— Он глядел на Омара и будто мысленно говорил ему: «Ну, ну, попробуй опрокинь на меня небо, которое ты подпираешь!» — Я даже думаю, что сюда не следует вмешивать и директора комбината, у него и без того с планом забот по горло. Зачем ему забивать голову лишними хлопотами? Товарищ Берденов начал свою трудовую деятельность с третьей шахты, пусть и на этот раз начнет с нее же. Направим его к Оразхану, думаю, что он его без работы не оставит...
У мужчины с девичьими ресницами и у нового мэра города словно парализовало волю. Сарымсаков лишь повторял: «Как же так?» — давая этим понять, что он — человек новый и не собирается вмешиваться в явно скандальное дело, а Балаусаев что-то кудахтал под свой острый как шило нос, и из его кудахтанья понять хоть что-то было невозможно.
Порою, уличив прохвостов в неблаговидных делишках, человеку становится неловко за них раньше, чем им самим. Омар ощутил себя в положении именно такого человека. Ему было стыдно и обидно за них, особенно — за Балаусаева: ведь все же раньше они работали вместе, делали общее дело. Чтобы не дать прорваться гневу наружу, он резко поднялся и, держа неестественно прямо спину, вышел из кабинета.
Возможно, ему надо было вернуться домой и немного опомниться от только что перенесенного позора и унижения, но, влекомый неясным желанием, он направился прямо на третью шахту, о которой говорил Аблез. «Оразхан без работы не оставит!» Думают, что я пришел к ним, потому что остался без работы! Да... я, оказывается, совсем утратил чувство реальности... Утратил потому, что мой асык — бита — всегда падал так, как мне хотелось. А ведь асык может опуститься на землю не только стоймя, но и упасть на бок! Я забыл правила мальчишеской игры в кости... Забыл, что право на первый удар приобретает тот, чей асык не повалится на бок! Гной, что ли, залепил мне глаза, когда я сидел в своем кресле? Ну Сарымсакова еще можно простить, он действительно человек новый и не хочет вмешиваться, не разобравшись, но Миндагали, но Аблез! Кто бы мог подумать... Да, если б я не попал в эту
ситуацию, так никогда и не понял бы их сути. Думал о планах, думал о стройках, бегал до черного пота, а главную стройку — душу человека — и не вспомнил! Душу человека невозможно построить из обломков кирпича; как на кладке частных домов, ее надо строить из благородного мрамора! Вот новость, которую я открыл нынче для себя!»
Возле управления шахты курили несколько мужчин. Среди них оказался Оразхан. Видимо, он был заводилой какого-то веселого разговора. Все смеялись, громко хохотал и он сам. Подходившего к ним Омара он узнал раньше других, но, хотя узнал, притворился, что не видит, и продолжал свой рассказ. Омар придушил в себе злость, которая снова черной бурей поднялась в груди, и поприветствовал куривших.

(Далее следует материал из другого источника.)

PR #532, opened 2023-07-19
ballet/pack: Switch to simple version of pack

ptaffet-jump:
For MS 1.5, we're going to use a simpler version of pack.  Unlike the previous version, this schedules microblocks instead of transactions. This version does not include any fancy CU estimation or the opportunity cost-based packing algorithm.  Overall, it's pretty similar to what Solana Labs uses, but it includes a parameter `gap` that creates inter-microblock parallelism.
Right now, schedule is probably too slow because it's O(pending txns). This version also does not support address lookup tables yet.


src/app/frank/fd_frank_pack.c
```diff
@@ -64,30 +64,11 @@ fd_frank_pack_task( int     argc,
   ulong accum_ovrnp_cnt = 0UL;
```
mmcgee-jump, line 64: Needs `frank.c` changes.

src/app/frank/fd_frank_pack.c
```diff
@@ -96,16 +77,15 @@ fd_frank_pack_task( int     argc,
   FD_LOG_INFO(( "joining firedancer.pack.out-dcache" ));
   uchar * out_dcache = fd_dcache_join( fd_wksp_pod_map( cfg_pod, "pack.out-dcache" ) );
   if( FD_UNLIKELY( !out_dcache ) ) FD_LOG_ERR(( "fd_dcache_join failed" ));
-  void * dcache_base = out_dcache;
+  // void * dcache_base = out_dcache;
```
mmcgee-jump, line 80: Delete

src/app/frank/fd_frank_pack.c
```diff
@@ -193,31 +169,19 @@ fd_frank_pack_task( int     argc,
...
-      schedule_ready = now;
     }
 
     /* Is it time to schedule the next transaction? */
-    /* FIXME: add flow control */
-    if( FD_LIKELY( !!fd_pack_avail_txn_cnt( pack ) ) & FD_LIKELY( (now-schedule_ready)>=0L ) ) {
-      fd_pack_scheduled_txn_t t = fd_pack_schedule_next( pack );
-      if( FD_LIKELY( t.txn ) ) {
+    /* for each banking thread, if it has credits */
+    if( 0 ) {
```
mmcgee-jump, line 178: Does this need to be implemented?

mmcgee-jump: (also for the todo on the line below)

PR #541, opened 2023-07-21
add zip to fuzz_artifacts runner

marcus-jump:


marcus-ares:
Tested on https://github.com/firedancer-io/firedancer/actions/runs/5625911245/job/15245653052

nbridge-jump (approved):

PR #543, opened 2023-07-24
Initial solcap API

ripatel-fd:


ripatel-fd:
Need to recreate this PR.

PR #548, opened 2023-07-28
fdctl: workspace isolation

mmcgee-jump:
For security reasons we want to isolate Firedancer tiles so that they don't share memory except where strictly needed to communicate. To do this we split the current one large workspace into many smaller ones. The specific mechanics are,

 * Each tile gets its own workspace, with a config pod and some local objects that might be needed (a `tcache`, or local static config like `idle_timeout_ms` for quic tiles).

  * Each "kind" of tile <-> tile channel gets one workspace. For example, quic <-> verify is a channel, so there is one workspace shared by all quic and verify tiles which contains `mcache`es, `dcaches`, and other concurrent objects for those channels.

  * We need to query this workspace layout in various places so to make that easier it's defined statically as part of application config in `config.c`. Queries like "what workspaces does this tile need to map before calling seccomp?" are answered using the structures.

  * Because each workspace has a pod, it would be a lot to manage with the sidecar `config.cfg` file, so it's removed. Instead, to locate pods in each workspace we make an assumption: the pod is always the first thing allocated, so it will live at the `gaddr_lo` (defined in the workspace internals).


src/app/frank/fd_frank_dedup.c
```diff
@@ -45,43 +27,41 @@ run( fd_frank_args_t * args ) {
...
-    fd_pod_info_t info = fd_pod_iter_info( iter );
-    if( FD_UNLIKELY( info.val_type!=FD_POD_VAL_TYPE_SUBPOD ) ) continue;
-    char const  * verify_name =                info.key;
-    uchar const * verify_pod  = (uchar const *)info.val;
-
-    FD_LOG_INFO(( "joining firedancer.verify.%s.mcache", verify_name ));
-    in_mcache[ in_idx ] = fd_mcache_join( fd_wksp_pod_map( verify_pod, "mcache" ) );
+  for( ulong i=0; i<in_cnt; i++ ) {
+    char path[ 32 ];
+    snprintf( path, 32, "mcache%lu", i );
```
llamb-jump, line 32: stylistically what do you think of `snprintf( path, sizeof(path), "mcache%lu", i );`?

llamb-jump (approved):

— Приятной компании, мужики!
— С вами будет еще приятнее!
Начиная с Оразхана все поздоровались с ним за руку, но довольно сдержанно, и, не зная, как себя вести, приумолкли.
— Итак, что дальше? — спросил один из компании.
— А дальше...— сказал Оразхан и продолжил свои байки.
Омар, стоя возле них, почувствовал себя лишним. Анекдот, начала которого не слышал, он не понял и, когда все засмеялись, промолчал.
— Ну, мужики, перекур окончен, расходитесь по своим местам! — распорядился Оразхан и только после этого повернулся к Омару. Тот прочел в его взгляде вопрос: а вы еще здесь? — Омар...— Он не договорил, на секунду задумался и продолжал: — Омеке, мне известно дело, по которому вы пришли. Только что звонил Аблез Кенжеевич. Я сегодня издам приказ. Если пожелаете, то послезавтра можете выйти на работу. Без десяти восемь приходите прямо ко мне.
Этими словами Оразхан дал понять, что разговор окончен, и, кивнув головой, шаром покатился в сторону конторы. Омар еще раз проглотил обиду.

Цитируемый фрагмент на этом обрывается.